Optimisation of quantitative miRNA panels to consolidate the diagnostic surveillance of HBV-related hepatocellular carcinoma
Tat Trung, Ngo
Duong, Dang Chieu
Tong, Hoang Van
Hien, Tran Thi Thu
Hoan, Phan Quoc
Bang, Mai Hong
Binh, Mai Thanh
Ky, Thai Doan
Tung, Nguyen Lam
Thinh, Nguyen Tien
Sang, Vu Viet
Thao, Le Thi Phuong
Bock, Thomas
Background:
Circulating microRNAs (miRNA) are biomarkers for several neoplastic diseases, including hepatocellular carcinoma (HCC). We performed a literature search, followed by experimental screening and validation in order to establish a miRNA panel in combination with the assessment of alpha-fetoprotein (AFP) levels and to evaluate its performance in HCC diagnostics.
Methods:
Expression of miRNAs was quantified by quantitative PCR (qPCR) in 406 serum samples from 118 Vietnamese patients with hepatitis B (HBV)-related HCC, 69 patients with HBV-related liver cirrhosis (LC), 100 chronic hepatitis B (CHB) patients and 119 healthy controls (HC).
Results:
Three miRNAs (mir-21, mir-122, mir-192) were expressed differentially among the studied subgroups and positively correlated with AFP levels.
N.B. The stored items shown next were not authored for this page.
PR #9798, opened 2026-07-30
fix(api-client): header params with x-disabled: false stay enabled on…

AshishKumarPathak:
## Problem

Optional header parameters with `x-disabled: false` explicitly set in their OpenAPI example (e.g. `x-scenario-id`) were being reset to enabled while editing, losing their correct initial disabled state.

## Fix

`RequestTableRow`'s `handleUpdateRow` unconditionally ran:

```ts
isDisabled.value = payload.isDisabled ?? false
```

When `CodeInputLite` fires `@update:modelValue` for the name or value field it calls `handleUpdateRow({ name: v })` with no `isDisabled` in the payload, so the `?? false` fallback silently reset the row to enabled on every keystroke, overriding the state read from `x-disabled`.

Now `isDisabled` is only updated when it is explicitly present in the payload:

```ts
if (payload.isDisabled !== undefined) {
  isDisabled.value = payload.isDisabled
}
```

## Notes

An earlier revision also changed the `RequestTable` `v-for` `:key` from `index` to a `name`-based key. That was dropped: local verification could not reproduce the reported GET/DELETE staleness through it (the existing `watch(() => data.isDisabled)` already re-syncs on row reuse, and disabled optional params are never rendered as rows), and a `name`-based key remounts the row on every rename. This PR is now the `handleUpdateRow` fix only.

## Checklist

- [x] I added a changeset.
- [x] I added tests.

### DIFF
--- a/.changeset/fix-header-param-disabled-state.md
+++ b/.changeset/fix-header-param-disabled-state.md
@@ -1,0 +1,7 @@
+---
+'@scalar/api-client': patch
+---
+
+fix: header parameters with `x-disabled: false` (e.g. `x-scenario-id`) now stay enabled while editing
+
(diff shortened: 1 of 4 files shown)


hanspagel (approved):
thanks!

PR #9799, opened 2026-07-30
feat(api-client): show copy button on large request bodies in request panel

AshishKumarPathak:
# feat(api-client): show copy button on large request bodies in the request panel

## Problem

When a request body is very large (e.g. a bulk import payload or a large JSON fixture), the CodeMirror editor renders the full content eagerly. This causes noticeable UI lag and makes it impossible to copy the body without selecting all text manually. The response panel already solved this with `ScalarVirtualCodeBlock` — the request panel had no equivalent.

## Solution

When a raw request body exceeds **20 000 characters**, the CodeMirror editor is replaced with `ScalarVirtualCodeBlock` — the same virtualized renderer with a copy button already used in `ExampleResponse.vue` and `ExampleSchema.vue`. Bodies below the threshold continue to use the full CodeMirror editor unchanged.

The threshold is a single named constant (`VIRTUALIZE_THRESHOLD = 20000`) so it is easy to adjust.

No alternative was seriously considered — reusing the existing `ScalarVirtualCodeBlock` component is the obvious and consistent approach given it was purpose-built for this exact use case in the response panel.

## Files Changed

| File | Change |
|---|---|
| `packages/api-client/src/v2/blocks/request-block/components/RequestBody.vue` | Import `ScalarVirtualCodeBlock`, add `shouldVirtualizeBody` computed, add `v-else-if` branch before `CodeInput` |
| `packages/api-client/src/v2/blocks/request-block/components/RequestBody.test.ts` | Add `virtualized body rendering` test suite (4 tests) |
| `.changeset/request-body-virtualize-copy-button.md` | Patch bump for `@scalar/api-client` |

## Checklist

- [x] I added a changeset.
- [x] I added tests.

### DIFF
--- a/.changeset/fix-header-param-disabled-state.md
+++ b/.changeset/fix-header-param-disabled-state.md
@@ -1,0 +1,11 @@
+---
+'@scalar/api-client': patch
+---
+
+fix: header parameters with `x-disabled: false` (e.g. `x-scenario-id`) now stay enabled on GET and DELETE endpoints
+
+Two bugs caused optional header parameters to appear disabled even when the OpenAPI spec explicitly set `x-disabled: false` on their example:
+
+1. **`RequestTable.vue`** — the `v-for` loop used `:key="index"`, so Vue reused the same `RequestTableRow` component instance when the row list changed length (GET/DELETE have fewer default headers than POST). The stale instance kept its previous `isDisabled` ref value. Fixed to `:key="row.name ? \`${row.name}-${index}\` : index"` so named rows always get a stable, unique key.
+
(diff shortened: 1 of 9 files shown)


AshishKumarPathak:
hi @hanspagel, just wanted to know if any changes required in this PR can you please review this

hanspagel:
Thank you for this, @AshishKumarPathak, and sorry for the slow turnaround. The copy button is a great idea and we want it.

After digging in we decided to go a slightly different way. This version replaced the editor with a read-only `ScalarCodeBlock` above 20k characters, which has two downsides: it makes large request bodies non-editable, and `ScalarCodeBlock` is the non-virtualized renderer (the response panel uses `ScalarVirtualCodeBlock` above that threshold precisely to avoid highlighting huge payloads). Since the request body is meant to be edited, we would rather keep the editor and just add the copy button on top of it.

I have opened #9889 which does that, and credited you there. Closing this one in favour of that, but please keep the contributions coming. Really appreciate you taking the time.

PR #9800, opened 2026-07-30
feat(api-reference): add copy as markdown for LLM button on operations

AshishKumarPathak:
# feat(api-reference): add copy as markdown for LLM button on operations

## Problem

When developers are working with LLMs (ChatGPT, Claude, Copilot, etc.) and want help with a specific API endpoint — writing a fetch call, debugging a request, understanding parameters — they have no quick way to get the operation's full contract into the LLM's context.

The only option today is to manually copy the path, scroll through the parameters, read the request body schema, and paste it all together by hand. This is slow and error-prone, especially for operations with many parameters or complex request bodies.

## Solution

Added a **"Copy as Markdown for LLM"** button (brain icon) on every operation in both the Classic and Modern layouts. Clicking it copies a clean, structured Markdown representation of the operation to the clipboard — ready to paste directly into any LLM chat.

The copied Markdown includes:

- HTTP method + path as a heading (`## POST /pets`)
- Summary and description
- Deprecation notice if applicable
- Parameters table with name, location (`query`/`path`/`header`/`cookie`), type, required flag, and description
- Request body with content type and a properties table (name, type, required, description)
- Responses list with status codes and descriptions

**Example output:**

```markdown
## POST /pets

**Create a pet**

Creates a new pet in the store.

### Parameters

| Name | In | Type | Required | Description |
|------|----|------|----------|-------------|
| `x-api-key` | header | string | Yes | API key |

### Request Body

**Content-Type:** `application/json`

| Name | Type | Required | Description |
|------|------|----------|-------------|
| `name` | string | Yes | Pet name |
| `age` | integer | No | Pet age |
| `tags` | string[] | No | List of tags |
| `status` | "active" \| "inactive" | No | |

### Responses

- `201` — Pet created successfully
- `400` — Invalid input
- `401` — Unauthorized
```

### Why a button on each operation, not a single "copy whole API" button?

LLM prompts work best when scoped to one operation. Dumping an entire API spec would be thousands of tokens and dilute the context. Per-operation copy gives the user exactly what they need for the task at hand.

### Alternative considered

Serializing the raw OpenAPI JSON/YAML for the operation — rejected because LLMs handle prose + tables better than raw spec syntax, and it would expose internal `x-scalar-*` extension fields that are irrelevant to the user's question.

## Files Changed

| File | Change |
|------|--------|
| `packages/api-reference/src/features/Operation/helpers/operation-to-markdown.ts` | **New** — pure `operationToMarkdown()` helper, no Vue dependency |
| `packages/api-reference/src/features/Operation/helpers/operation-to-markdown.test.ts` | **New** — 9 unit tests covering all sections and edge cases |
| `packages/api-reference/src/features/Operation/components/CopyAsMarkdownButton.vue` | **New** — `ScalarIconButton` with brain icon, calls helper + clipboard |
| `packages/api-reference/src/features/Operation/layouts/ClassicLayout.vue` | **Modified** — button added after the existing copy-URL icon in `#actions` |
| `packages/api-reference/src/features/Operation/layouts/ModernLayout.vue` | **Modified** — button added in the top-right badges row |

## Checklist

- [ ] I added a changeset. 
- [x] I added tests.


hanspagel (commented):
Thanks for this! I rebased onto latest `main` and pushed a couple of fixups so CI goes green — all checks are passing now:

- **`fix(api-reference)`** — the `build`/`types` jobs were failing because `SchemaObject` from the workspace store is a strict discriminated union, so `type`/`items`/`properties`/`required` can't be read directly. Narrowed those with `in` checks and resolved ref-able property/items values via `getResolvedRef`. Also gave one test fixture a `type` so the test file type-checks.
- **`test(api-reference)`** — regenerated the visual snapshots that shifted because of the new button (Modern-layout theme screenshots, client, and the Long Strings operation), using the `scalarapi/playwright-runner` image so they match CI.

The feature itself is nice and the helper is well-tested. A few non-blocking notes for a follow-up:

1. **Localize the label.** The neighbouring copy-URL button uses `translate('actions.copyEndpointUrl')`, but this one hard-codes `label="Copy as Markdown for LLM"`. Worth routing through the localization system for consistency.
2. **Top-level `$ref`s.** Inside the helper I resolve refs for property/item schemas, but `operation.parameters`, `requestBody`, and each `response` are still cast rather than resolved. For documents that reference shared components (`parameters: [{ $ref }]`, `requestBody: { $ref }`, `responses: { '200': { $ref } }`) those sections would render empty. Running each through `getResolvedRef` would make it robust.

The individual miRNAs mir-21, mir-122, mir192 or the triplex miRNA panel showed high diagnostic accuracy for HCC (HCC vs. CHB, AUC = 0.906; HCC vs. CHB+LC, AUC = 0.81; HCC vs. CHB+LC+HC, AUC = 0.854). When AFP levels were ≤20ng/ml, the triplex miRNA panel still was accurate in distinguishing HCC from the other conditions (CHB, AUC = 0.922; CHB+LC, AUC = 0.836; CHB+LC+HC, AUC = 0.862). When AFP levels were used in combination with the triplex miRNA panel, the diagnostic performance was significantly improved in discriminating HCC from the other groups (LC, AUC = 0.887; CHB, AUC = 0.948; CHB+LC, AUC = 0.887).
Conclusions:
The three miRNAs mir-21, mir-122, mir-192, together with AFP, are biomarkers that may be applied to improve diagnostics of HCC in HBV patients, especially in HBV-related LC patients with normal AFP levels or HCC patients with small tumor sizes.